Yeah thats one good looking red. Zilla used to cut up my wrists and arms pretty bad. All my freinds were like "did you start cutting yourself?"


----------



## TEGU_JAKE (Jul 18, 2010)

Thats the nicest red ive ever seen. Cant wait to see how he looks when hes big


----------



## Herplings (Jul 18, 2010)

DMBizeau said:


> That is one outstanding red, if all reds looked like that I would get a red.



You could have taken the words out of my mouth.

That is a very awesome Red.


----------



## reptastic (Jul 18, 2010)

double post! sorry


----------



## reptastic (Jul 18, 2010)

man he looks awesome, i hope the pair of reds i plan to get next year are as colorful as him and pyro was. oh and you lucked lol my red never backed down he would charge me and he was a lil guy.


----------



## Pikey (Jul 18, 2010)

Thanks every one, when i first got him just a few weeks ago he was finishing up a shed then looked purple for about a week then, BAM he shed again and was such a bright red with alot of white on his sides and belly. I just had to show him off. In a year or 2 i'll try to breed him with my pink/red female & see what happens. or maybe with my yellow b&w female (she's his age, but like 1ft longer)


----------



## Guest (Jul 18, 2010)

Go for the yellow, maybe you'll get a tegu that looks like it's covered in flames  or not, but awesome red either way.


----------



## Pikey (Jul 18, 2010)

yeah i was thinking the yellow one if she stays yellow, or maybe even the blue i'll be getting this week (she'll be his age too)

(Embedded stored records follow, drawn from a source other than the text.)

PR #1432, opened 2021-06-10
chore: unify generic name of `Collect`

Folyd:
The name `S` in `S: Collect` trait bound is outdated since we renamed `Subscribe` to `Collect`. We'd better unify the generic name of `S: Collect` to `C: Collect`.


davidbarsky (approved):
Thanks so much!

but i've seen most males can breed at 2yrs+ but females 3+
So next year the red then the year after maybe the blue, then the yellow if he's up to it...lol

but we'll wait and see how things pan out


----------



## txrepgirl (Jul 19, 2010)

tora took the words out of my mouth. You did, too. I LOVE the way he looks. He is just one awsome looking red  . I hope it will stay like this.


----------



## Guest (Jul 19, 2010)

WOW! That guy is one handsome devil!

HAIL SATAN! :twisted:


----------



## DaveDragon (Jul 19, 2010)

JonC said:


> WOW! That guy is one handsome devil!
> 
> HAIL SATAN! :twisted:


I never thought I'd hear that in this forum!! :mrgreen:


----------



## Guest (Jul 19, 2010)

DaveDragon said:


> JonC said:
> 
> 
> > WOW! That guy is one handsome devil!
> ...




It's such the obvious joke, I'm surprised nobody beat me to it!


----------



## Pikey (Jul 19, 2010)

it never even crossed my mind "Handsome Devil" until you said it then i was like Satan/Devil..... Oh Duh


----------



## GraphiK (Jul 19, 2010)

He's gorgeous Pikey! Congrats!


----------



## Melissa (Jul 20, 2010)

I normally do not like the reds but he is a very nice looking boy.


----------



## Guest (Jul 22, 2010)

That sure is a handsome devil! Why is it that I feel an urge to get more reds all of a sudden... *hehe*


----------



## thomasjg23 (Aug 16, 2010)

I just picked up a red and I hope he looks something like this! that is one awesome tegu you have there.


----------